Problem to work on> Could you please find each line in the records that contains the word "Dockerfile" and copy it?

Exercise data>
PR #179, opened 2017-12-19
Add CANONICAL_URL env parameter for an container

leopku:
In a docker container, canonical url of beehive was not configurable and always act as http://localhost:8181. This pr accepting canonical url from env and passing it to beehive when beehive starting.

### DIFF
--- a/docker/Dockerfile
+++ b/docker/Dockerfile
@@ -17,5 +17,4 @@ WORKDIR /go/src/github.com/muesli/beehive
 VOLUME /conf
 
 # This form of ENTRYPOINT allows the beehive process to catch signals from the `docker stop` command
-ENTRYPOINT ["beehive", "-config", "/conf/beehive.conf", "-bind", "0.0.0.0:8181", "-canonicalurl", ${CANONICAL_URL}]
-
+ENTRYPOINT beehive -config /conf/beehive.conf -bind 0.0.0.0:8181 -canonicalurl ${CANONICAL_URL}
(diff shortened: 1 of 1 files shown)


muesli:
Nice, thank you for the contribution!

docker/Dockerfile
```diff
@@ -17,5 +17,4 @@ WORKDIR /go/src/github.com/muesli/beehive
 VOLUME /conf
 
 # This form of ENTRYPOINT allows the beehive process to catch signals from the `docker stop` command
-ENTRYPOINT ["beehive", "-config", "/conf/beehive.conf", "-bind", "0.0.0.0:8181", "-canonicalurl", ${CANONICAL_URL}]
-
+ENTRYPOINT beehive -config /conf/beehive.conf -bind 0.0.0.0:8181 -canonicalurl ${CANONICAL_URL}
```
muesli: I'm worried that changing this form invalidates what the comment above states. Any insight on this?

WangQiru: `docker stop` will always shutdown the container, changing `ENTRYPOINT` will not affect the container to catch stop signal.

leopku: LGTM.
But `ENTRYPOINT ["beehive", "-config", "/conf/beehive.conf", "-bind", "0.0.0.0:8181", "-canonicalurl", ${CANONICAL_URL}]` works well for me though it did not been tested in many cases.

Task answer>
--- a/docker/Dockerfile
+++ b/docker/Dockerfile
docker/Dockerfile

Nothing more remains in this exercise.